** Data for analysis **
PR #473, opened 2020-04-20
Warnings elimination

AnastaZIuk:
status:

- entry warnings amount: **over 6073**
- flags: **-Wall**
- compiler: **msvc**

### DIFF
--- a/include/irr/asset/IAssetManager.h
+++ b/include/irr/asset/IAssetManager.h
@@ -599,7 +599,7 @@ class IAssetManager : public core::IReferenceCounted
             const char** exts = _writer->getAssociatedFileExtensions();
             for (uint32_t i = 0u; i < IAsset::ET_STANDARD_TYPES_COUNT; ++i)
             {
-                const IAsset::E_TYPE type = IAsset::E_TYPE(1u << i);
+                const IAsset::E_TYPE type = IAsset::E_TYPE((uint64_t)1 << (uint64_t)i);
                 if ((suppTypes>>i) & 1u)
                 {
                     m_writers.perType.insert(type, _writer.get());
@@ -618,7 +618,7 @@ class IAssetManager : public core::IReferenceCounted
             {
                 if ((suppTypes >> i) & 1u)
                 {
-                    const IAsset::E_TYPE type = IAsset::E_TYPE(1u << i);
+                    const IAsset::E_TYPE type = IAsset::E_TYPE((uint64_t)1 << (uint64_t)i);
                     m_writers.perType.removeObject(_writer, type);
                     while (const char* ext = exts[extIx++])
                         m_writers.perTypeAndFileExt.removeObject(_writer, {type, ext});
--- a/include/irr/core/math/plane3dSIMD.h
+++ b/include/irr/core/math/plane3dSIMD.h
@@ -98,7 +98,7 @@ class plane3dSIMDf : private vectorSIMDf
 		}
 
 		//!
-        static inline plane3dSIMDf transform(const plane3dSIMDf& _in, const matrix3x4SIMD& _mat)
+        static inline [[maybe_unused]] plane3dSIMDf transform(const plane3dSIMDf& _in, const matrix3x4SIMD& _mat)
         {
             matrix3x4SIMD inv;
             _mat.getInverse(inv);
--- a/include/quaternion.h
+++ b/include/quaternion.h
@@ -359,7 +359,7 @@ inline void quaternion::toEuler(vector3df_SIMD& euler) const
 {
 	vectorSIMDf sqr = *reinterpret_cast<const vectorSIMDf*>(this);
 	sqr *= sqr;
-	const double test = 2.0 * (Y*W - X*Z);
+	const double test = 2.0 * (double)((double)Y * (double)W - (double)X * (double)Z);
 
 	if (core::equals(test, 1.0, 0.000001))
 	{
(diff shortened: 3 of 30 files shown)


include/irr/asset/IAssetManager.h
```diff
@@ -599,7 +599,7 @@ class IAssetManager : public core::IReferenceCounted
             const char** exts = _writer->getAssociatedFileExtensions();
             for (uint32_t i = 0u; i < IAsset::ET_STANDARD_TYPES_COUNT; ++i)
             {
-                const IAsset::E_TYPE type = IAsset::E_TYPE(1u << i);
+                const IAsset::E_TYPE type = IAsset::E_TYPE((uint64_t)1 << (uint64_t)i);
```
devshgraphicsprogramming, line 602: actually if you want a 64bit uint constant the suffix is `ull`, e.g. `1ull`

include/irr/core/math/plane3dSIMD.h
```diff
@@ -98,7 +98,7 @@ class plane3dSIMDf : private vectorSIMDf
 		}
 
 		//!
-        static inline plane3dSIMDf transform(const plane3dSIMDf& _in, const matrix3x4SIMD& _mat)
+        static inline [[maybe_unused]] plane3dSIMDf transform(const plane3dSIMDf& _in, const matrix3x4SIMD& _mat)
```
devshgraphicsprogramming, line 101: i dont think that function declaration return type is the place to put `[[maybe_unused]]`

include/irr/asset/IAssetManager.h
AnastaZIuk: I know those literals, right

include/irr/core/math/plane3dSIMD.h
AnastaZIuk: I didn't solve the problem though, so it will be removed probably

include/quaternion.h
```diff
@@ -382,9 +382,9 @@ inline void quaternion::toEuler(vector3df_SIMD& euler) const
...
 	{
 		// heading = rotation about z-axis
-		euler.Z = (float) atan2(2.0 * (X*Y +Z*W),(sqr.X - sqr.Y - sqr.Z + sqr.W));
+		euler.Z = (float) atan2(2.0f * (X*Y + Z*W),(sqr.X - sqr.Y - sqr.Z + sqr.W));
 		// bank = rotation about x-axis
-		euler.X = (float) atan2(2.0 * (Y*Z +X*W),(-sqr.X - sqr.Y + sqr.Z + sqr.W));
+		euler.X = (float) atan2(2.0f * (Y*Z +X*W),(-sqr.X - sqr.Y + sqr.Z + sqr.W));
 		// attitude = rotation about y-axis
 		euler.Y = (float) asin( core::clamp(test, -1.0, 1.0) );
 	}
```
devshgraphicsprogramming, line 390: actually while you're at it, this function should be changed to use floats throughout

include/irr/core/math/plane3dSIMD.h
AnastaZIuk: but probably should be at def

devshgraphicsprogramming:
Prefer `static_cast<T>(var)` to C-style cast `(T)var`, C-style cast will cast anything to anything pretty much !

careful with `decltype(variable)` especially with regards to ints, and similar, because `decltype(var)` on something that was declared as `T var` actually evaluates to `T&` or `const T&` (depending on current scope's access const qualifiers), and you really dont want to be casting constant literals to references (this ties into why you want to use `static_cast` and not C-style cast).

You'd actually need a std::decay for that... ask @Crisspl how to best handle

include/irr/core/math/plane3dSIMD.h
devshgraphicsprogramming: its probably being unused where its being called.

include/irr/asset/IAssetManager.h
devshgraphicsprogramming: so why the cast?

include/irr/core/math/plane3dSIMD.h
AnastaZIuk: yes, I wanted to use attribute to avoid it

include/irr/asset/IAssetManager.h
AnastaZIuk: to fix

AnastaZIuk:
> Prefer `static_cast<T>(var)` to C-style cast `(T)var`, C-style cast will cast anything to anything pretty much !
> 
> careful with `decltype(variable)` especially with regards to ints, and similar, because `decltype(var)` on something that was declared as `T var` actually evaluates to `T&` or `const T&` (depending on current scope's access const qualifiers), and you really dont want to be casting constant literals to references (this ties into why you want to use `static_cast` and not C-style cast).
> 
> You'd actually need a std::decay for that... ask @Crisspl how to best handle

I need to change for `static_cast`, but I find it probably not true (quite) with evaluating to `T&` or `const T&`, since it depends on the way you call decltype

devshgraphicsprogramming:
> I need to change for static_cast, but I find it probably not true (quite) with evaluating to T& or const T&, since it depends on the way you call decltype

I think `static_cast<decltype()>` should protect us against most things

AnastaZIuk:
> > I need to change for static_cast, but I find it probably not true (quite) with evaluating to T& or const T&, since it depends on the way you call decltype
> 
> I think `static_cast<decltype()>` should protect us against most things

yeah, it's true

include/irr/core/math/plane3dSIMD.h
devshgraphicsprogramming: its the correct place to put it, where its being called and unused, not the global definition for everyone

devshgraphicsprogramming:
Update to match the HEAD of `shader_pipeline` fix my comments and I'll merge

devshgraphicsprogramming:
closing temporarily.... reopen when ready for merge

** What this task involves **
Out of the material above, gather each line where "pretty" appears.

** Completed task **
Prefer `static_cast<T>(var)` to C-style cast `(T)var`, C-style cast will cast anything to anything pretty much !
> Prefer `static_cast<T>(var)` to C-style cast `(T)var`, C-style cast will cast anything to anything pretty much !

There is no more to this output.